I have Nissan looking at the auto leveling suspension today, because I'm not 100% sure it's doing it job. I hear the compressor come on, but it seems to be just clicking. Not sure if that's what it is supposed to do or not. It doesn't 'level' the truck, so I assume that either it's not working as it should, or it doesn't have enough juice to lift the tongue weight by itself. This way I'll at least know if they are working as they should, or if they have a leak or something else going on.

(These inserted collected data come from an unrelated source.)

PR #292, opened 2019-08-15
Enable increased logging for app and VSP

erbridge:

PR #4874, opened 2026-08-12
[#292] Further back office role restrictions

asmega:
# Context

- https://github.com/DFE-Digital/claim-issues/issues/292
- Adds restrictions to role service operators


rjlynch (approved):
Looks good to me.
`policy(:DqtHigherEducationQualificationUpload)` IDK why but this looks off to me, even though I checked and it works fine!

asmega:
> Looks good to me. `policy(:DqtHigherEducationQualificationUpload)` IDK why but this looks off to me, even though I checked and it works fine!

its whatever you name the class and its a new class. touch points are very minimal so easy to rename if we want to

PR #4877, opened 2026-08-13
45/verify ammended bank details with hmrc

rjlynch:
# Verify bank detail amendments with hmrc.

When the ops team amend the bank details on a claim we now check the bank
details against the hmrc api and display the result as a notification banner.

The first commit does some faffing to make it easier to setup notification
banners. The second commit makes the api call to hmrc and shows the result in a
banner.

### DIFF
--- a/app/controllers/admin/amendments_controller.rb
+++ b/app/controllers/admin/amendments_controller.rb
@@ -19,6 +19,12 @@ class Admin::AmendmentsController < Admin::BaseAdminController
     )
 
     if @form.valid? && @form.save
+      if @form.amendment.bank_details_changed?
+        Admin::Claims::HmrcValidationJob.perform_now(@claim)
+
+        flash[:hmrc_bank_verification_claim_id] = @claim.id
+      end
+
       redirect_to admin_claim_tasks_url(@claim), notice: "Claim has been amended successfully"
     else
       render "new"
--- a/app/views/admin/tasks/index.html.erb
+++ b/app/views/admin/tasks/index.html.erb
@@ -4,9 +4,7 @@
   <%= govuk_back_link href: claims_backlink_path %>
 <% end %>
 
-<% if @banner_messages.any? %>
-  <%= render partial: "banner", locals: { messages: @banner_messages } %>
-<% end %>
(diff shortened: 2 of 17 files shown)


app/controllers/admin/amendments_controller.rb
```diff
@@ -19,6 +19,12 @@ def create
     )
 
     if @form.valid? && @form.save
+      if @form.amendment.bank_details_changed?
+        Admin::Claims::HmrcValidationJob.perform_now(@claim)
```
1993jamesgrant, line 23: This ties the success of the external action to the controller. Perhaps consider a way to decouple? HMRC failure/delay would lead to strange user experiences

app/views/admin/tasks/index.html.erb
```diff
@@ -4,8 +4,8 @@
   <%= govuk_back_link href: claims_backlink_path %>
 <% end %>
 
-<% if @banner_messages.any? %>
-  <%= render partial: "banner", locals: { messages: @banner_messages } %>
+<% @banners.each do |banner| %>
```
1993jamesgrant: Can do 
<%= render partial: "banner", collection: @banners, as: :banner %>

app/controllers/admin/amendments_controller.rb
rjlynch: `Hmrc::Client` handles any non success responses from the api. Agree that it would be better to enqueue the job and use something like broadcast replace to show the banner but admin site isn't really set up for that.

rjlynch: I guess the other option is to redirect to a waiting page if the amendment triggers a hmrc api call, poll on there and redirect when the job has finished running. Not sure if it's worth doing though as amending bank details isn't a frequent activity.

asmega (approved):

app/controllers/admin/amendments_controller.rb
1993jamesgrant: We could probably put a default timeout? E.g. 5 seconds, want to avoid an admin thrashing refresh button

So, I'm happy with it, but I'd also appreciate any input you see from the pictures. They'll help when I finally find someone with the tools and perserverance to help me get the final dial in.

Thanks!


----------



## egregg57 (Feb 13, 2006)

sptddog said:


> Follow on to this Earlier Thread.
> 
> Great weekend out - towed MUCH better with the dual cam. I was able to put the spring bars on almost one handed, and I had no sway. I had the sucked in/push out from trucks, but not unweildy, or swaying. I also had that vibration wind that you get when it's behind tractor trailers, but again, don't think that was sway. Still have some bounce on badly paved roads, but I think it was normal-ish.
> 
> ...


 Your first photo tells rthe story, the hitch head angle is way to shallow, you needed downward angle on it so that when your bars are tightened up they were loaded and not exceeding parrallel (as a general guide) with the trailer frame. You can see the bars are way past that point and indeed you would have wanted a bit of an angle closer to the way the WD bars look now, loaded.

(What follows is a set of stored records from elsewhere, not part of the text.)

PR #4880, opened 2026-08-13
Block auto automatic_approvals on demand

1993jamesgrant:
Journey configurations are always created

block auto approvals on the whole policy

### DIFF
--- a/app/controllers/admin/journey_configurations_controller.rb
+++ b/app/controllers/admin/journey_configurations_controller.rb
@@ -1,7 +1,8 @@
 module Admin
   class JourneyConfigurationsController < BaseAdminController
     helper_method :journey_configuration
-    before_action :ensure_service_operator, :journey_configuration
+    before_action :journey_configuration
+    before_action :ensure_service_admin, only: [:update], if: -> { automatic_approvals_update_requested? }
     after_action :send_reminders, only: [:update]
 
     FILE_UPLOAD_TARGET_DATA_MODELS = {
@@ -20,6 +21,7 @@ module Admin
 
     def update
       if journey_configuration.update(journey_configuration_params)
+        flash[:success] = automatic_approvals_flash_message if journey_configuration.saved_change_to_automatic_approvals?
         redirect_to edit_admin_journey_configuration_path(journey_configuration)
       else
         load_edit_data
@@ -67,7 +69,8 @@ module Admin
           :close_at,
           :open_for_submissions,
           :current_academic_year,
-          :teacher_id_enabled
+          :teacher_id_enabled,
+          :automatic_approvals
         )
 
       permitted[:close_at] = Time.zone.parse(permitted[:close_at]).in_time_zone("London") if permitted[:close_at].present?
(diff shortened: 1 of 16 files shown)


app/forms/journeys/teacher_student_loan_reimbursement/claim_school_form.rb
```diff
@@ -16,15 +16,15 @@ class ClaimSchoolForm < Form
...
-
-        if changed_query?
+        if possible_claim_school_id.present?
+          if changed_possible_school? || changed_query?
+            journey_session.answers.assign_attributes(
+              claim_school_id: possible_claim_school_id,
+              possible_claim_school_id: possible_claim_school_id
+            )
+            reset_dependent_answers
+          end
```
rjlynch: Should this be in the commit?

app/views/student_loans/claims/claim_school.html.erb
```diff
@@ -14,7 +14,7 @@
       <%= f.govuk_school_search \
         :provision_search,
         search_path: school_search_index_path,
-        result_attribute: :possible_school_id,
+        result_attribute: :possible_claim_school_id,
```
rjlynch: Do we need this in the commit?

app/models/journeys/base.rb
```diff
@@ -1,7 +1,7 @@
 module Journeys
   module Base
     def configuration
-      Configuration.find(routing_name)
+      Configuration.find_or_create_by!(routing_name: routing_name)
```
rjlynch: Do we need to add this for automatic approvals? Not sure if we want a new API for creating journey configs? Currently we assume all configs are setup in the seeds

app/controllers/admin/journey_configurations_controller.rb
```diff
@@ -1,7 +1,8 @@
 module Admin
   class JourneyConfigurationsController < BaseAdminController
     helper_method :journey_configuration
-    before_action :ensure_service_operator, :journey_configuration
+    before_action :journey_configuration
+    before_action :ensure_service_admin, only: [:update], if: -> { automatic_approvals_update_requested? }
```
rjlynch, line 5:
```suggestion
    before_action :ensure_service_admin
```
Would be tempted to make this whole end point admin only.

spec/features/student_loans_claim_spec.rb
```diff
@@ -7,7 +7,7 @@
   let!(:school) { create(:school, :student_loans_eligible) }
   let(:imported_slc_data) { create(:student_loans_data, nino: "PX321499A", date_of_birth: "28/2/1988", plan_type_of_deduction: 1, amount: 1_100) }
 
-  def answer_eligibility_questions_and_fill_in_personal_details
+  def answer_eligibility_questions_and_fill_in_personal_details(javascript_enabled: false)
```
rjlynch: Should these changes be in a separate pr?

rjlynch (changes requested):
Over all looks fine. Seems like some school search changes have made their way into this pr, probably want to drop those.

Do we want `Journey.configuration` to create a new record or should it continue to throw if the configuration isn't set up correctly? I'm leaning towards the latter, we don't want to accidentally persist an journey config we didn't intend to setup.

app/controllers/admin/journey_configurations_controller.rb
1993jamesgrant: Good shout - I'll get this in a separate dev request from prod

app/models/journeys/base.rb
1993jamesgrant: Reverted this specific change and added a comment clarifying why this the design choice

rjlynch (approved):
LGTM 👍

PR #4887, opened 2026-08-19
[#313] Admin sign out also calls DfE Sign In

asmega:
# Context

- https://github.com/DFE-Digital/claim-issues/issues/313


rjlynch (approved):
LGTM 👍

PR #4905, opened 2026-08-25
276 add award amount to claim model

kenfodder:


asmega:
this is no longer needed. we are currently dual writing to both columns at the moment. so that should cover any work in these changes. there still needs to be some work done to unwire the old column

PR #4909, opened 2026-08-26
[#209] Prepare Claim#award_amount migration

asmega:
# Context

- epic: https://github.com/DFE-Digital/claim-issues/issues/209
- ticket - https://github.com/DFE-Digital/claim-issues/issues/276
- this is preparation work before we backfill `Claim#award_amount` from `Eligibility#award_amount`

# Changes

- add blank column `Claim#award_amount`
- changes to support the addition of this blank column
- `Claim#award_amount` method reads the blank column otherwise if `nil` delegates to original data `Eligibility#award_amount`
- change getters/readers to use `Claim#award_amount` method above
- we double write. So on claim submission and claim amendment we set both `Claim#award_amount` and `Eligibility#award_amount`

# Next steps

- backfill data
- pretend to delete `Eligibility#award_amount` as to unwire everything, then we can wire everything to `Claim#award_amount`


app/forms/journeys/early_years_teachers_financial_incentive_payments/check_your_answers_form.rb
```diff
@@ -67,6 +67,8 @@ def build_claim
             end
           end
 
+          claim.write_attribute(:award_amount, Policies::EarlyYearsTeachersFinancialIncentivePayments.award_amount)
```
rjlynch: How come we're using write attribute here?

rjlynch (approved):
LGTM

> pretend to delete Eligibility#award_amount as to unwire everything

I think this should catch most things but would check the payroll run calculations separately as they query the eligibility#award_amount in sql

app/forms/journeys/early_years_teachers_financial_incentive_payments/check_your_answers_form.rb
asmega: my mistake, have now changed to use setter method `claim.award_amount = ...`

PR #4915, opened 2026-09-02
Fix formatting for provider_verification_chase_email_last_sent_at

1993jamesgrant:
Remove the word to avoid confusion


rjlynch (approved):

rjlynch:
think the config linter might complain if there's no description though

PR #4916, opened 2026-09-03
[#401] Journey configs uses uuid pkey over routing name

asmega:
# Context

- https://github.com/DFE-Digital/claim-issues/issues/401
- alter table `journey_configurations` so it is now backed by a `uuid` column named `id` as primary key rather than `routing_name` which is a string
- this will enable `routing_name` to contain duplicates which is not possible now


rjlynch (approved):
👍 - would have expected this to be more painful!

PR #4920, opened 2026-09-03
[#368] Add toggle for new STRI journey

asmega:
# Context

- https://github.com/DFE-Digital/claim-issues/issues/368
- Add new STRI journey that can be enabled or disabled with feature flag `new_stri`
- New journey continues to use existing policy `Policies::TargetedRetentionIncentivePayments`
- When claim is submitted, tasks created depend on the policy and academic year. at the moment it does not create any tasks
- The new journey creates some randomly generated dummy data, so claim can be viewed in admin back office area


app/controllers/base_public_controller.rb
```diff
@@ -12,6 +12,8 @@ def clear_claim_session
   end
 
   def add_view_paths
+    return unless journey
```
rjlynch, line 15: How do we hit this without a journey?

config/routes.rb
```diff
@@ -57,7 +57,7 @@ def matches?(request)
   end
 
   # Define the generic routes that aren't specific to any given journey
-  scope path: ":journey", constraints: {journey: %r{#{Journeys.all_routing_names.join("|")}}} do
+  scope path: ":journey", constraints: {journey: %r{#{Journeys.all.map(&:routing_name).join("|")}}} do
```
rjlynch, line 60: `Journeys.available.map(&:routing_name)`
Is there any reason to generate routes for unavailable journeys?

app/models/policies/targeted_retention_incentive_payments/claim_checking_tasks.rb
```diff
@@ -4,6 +4,16 @@ module Policies
   module TargetedRetentionIncentivePayments
     class ClaimCheckingTasks < Policies::ClaimCheckingTasks
       def applicable_task_names
+        if claim.academic_year <= AcademicYear.new("2025")
+          task_names_2025_2026_and_before
```
rjlynch, line 8: Not sure if we're there yet, and checking is prob out of scope of this ticket, but now we've persisted and back filled claim tasks could this just be `claim.tasks`?

rjlynch (approved):
LGTM - left some comments but don't think they're blockers

config/routes.rb
asmega: Yes, my understanding is that routes will be cached at boot time.  Therefore if the toggle is off it won't generate the routes and when the feature is toggled on there will be missing routes. So we just add all the routes. But I've added a guard on the controller so at runtime we can protect against unavailable journeys.

The alternative is we have to implement some kind of mechanism to reload routes which we would need to sync across all web apps.

app/models/policies/targeted_retention_incentive_payments/claim_checking_tasks.rb
asmega: I can do that check. Should save a whole load of complexity if that work is complete

app/controllers/base_public_controller.rb
asmega: all routes are generated regardless of whether they are available or not. but if a journey is toggled off then in won't be in the `Journeys.available` list, so would be `nil` here

app/models/policies/targeted_retention_incentive_payments/claim_checking_tasks.rb
asmega: Numbers don't match so leaving this as is as a workaround. We can work to get those to match at a later date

Ad THAT is what I was talking about before with your measurements. Before and after you are very close, You are with in an inch which would indicate your are properly distributing weight on your TV. An overall view that shows the entire TV and TT, would help, but looking at the position of the Cams, Bars, your before and after measurements tells me you don't need to touch it. Looks Good Man!

Eric


----------



## egregg57 (Feb 13, 2006)

Now we GOT to do something about those propane covers! Dude!


----------



## Bob in Virginia (Jul 15, 2010)

That looks soooo much better. Agree with egregg, think you could take a razor knife and trim the propane cover so it clears the chain connection. Glad that it is driving better too, isn't it nice when a plan comes together. Like others have said, you are close enough on the height, I wouldn't change anything.


----------



## CampingRus (Jun 20, 2011)

We have a Nissan Armada as well. After the new setup with the Equalizer, the load leveling system barely comes on vs prior set up on our Roo. I just believe that is because the hitch is now set up correctly. The prior dealer set up the hitch on the roo AFTER the load leveling "did it's job." The system stopped working after 3 months and was a costly (thankfully under warranty) repair.

Here is what it looks like with the Equalizer:




























DH says it tows great and we barely feel anything when the trucks roll by.......


----------



## Blackjack (Jan 8, 2010)

I don't know if Reese has the longer bar option, but when I had the Draw-tite spring bars I had the longer bars to take care of that propane tank being in the way. Check with your dealer and maybe they can switch them for you if it's an option. Then you can move you chain setup back a little farther.


----------



## egregg57 (Feb 13, 2006)

CampingRus said:


> We have a Nissan Armada as well. After the new setup with the Equalizer, the load leveling system barely comes on vs prior set up on our Roo. I just believe that is because the hitch is now set up correctly. The prior dealer set up the hitch on the roo AFTER the load leveling "did it's job." The system stopped working after 3 months and was a costly (thankfully under warranty) repair.
> 
> Here is what it looks like with the Equalizer:
> 
> ...


 that looks like a nice set up there as well!


----------



## duggy (Mar 17, 2010)

Looks like you're in good shape now! Congratulations, and enjoy some stress free traveling.


----------



## sptddog (Mar 22, 2006)

CampingRus said:


> We have a Nissan Armada as well. After the new setup with the Equalizer, the load leveling system barely comes on vs prior set up on our Roo. I just believe that is because the hitch is now set up correctly. The prior dealer set up the hitch on the roo AFTER the load leveling "did it's job." The system stopped working after 3 months and was a costly (thankfully under warranty) repair.
> 
> DH says it tows great and we barely feel anything when the trucks roll by.......


Awesome! Love seeing another armada with a 250rs (and I love the look of new exterior!). I agree - one thing I was thinking about was whether or not the system was really 'designed' to lift that much. I know the instructions actually say to let the load leveling do it's job, but I also worried about the compressor. My dealer looked at mine tuesday and says it's fine - so I'm going to run with that!









I do need to notch out those tanks - that might be a job for this fall when it's a bit cooler. Shouldn't be a hard one to do. The dealer did mention that the draw-tite bars are slight shorter than the true Reese ones. But, I didn't buy the hitch from them (came with the trailer, private sale), so I'd have to pay to switch them out. It tows great now, so I'm going to stick with them.

Now I just need to find another place to camp in the next few weeks! Yay!!


----------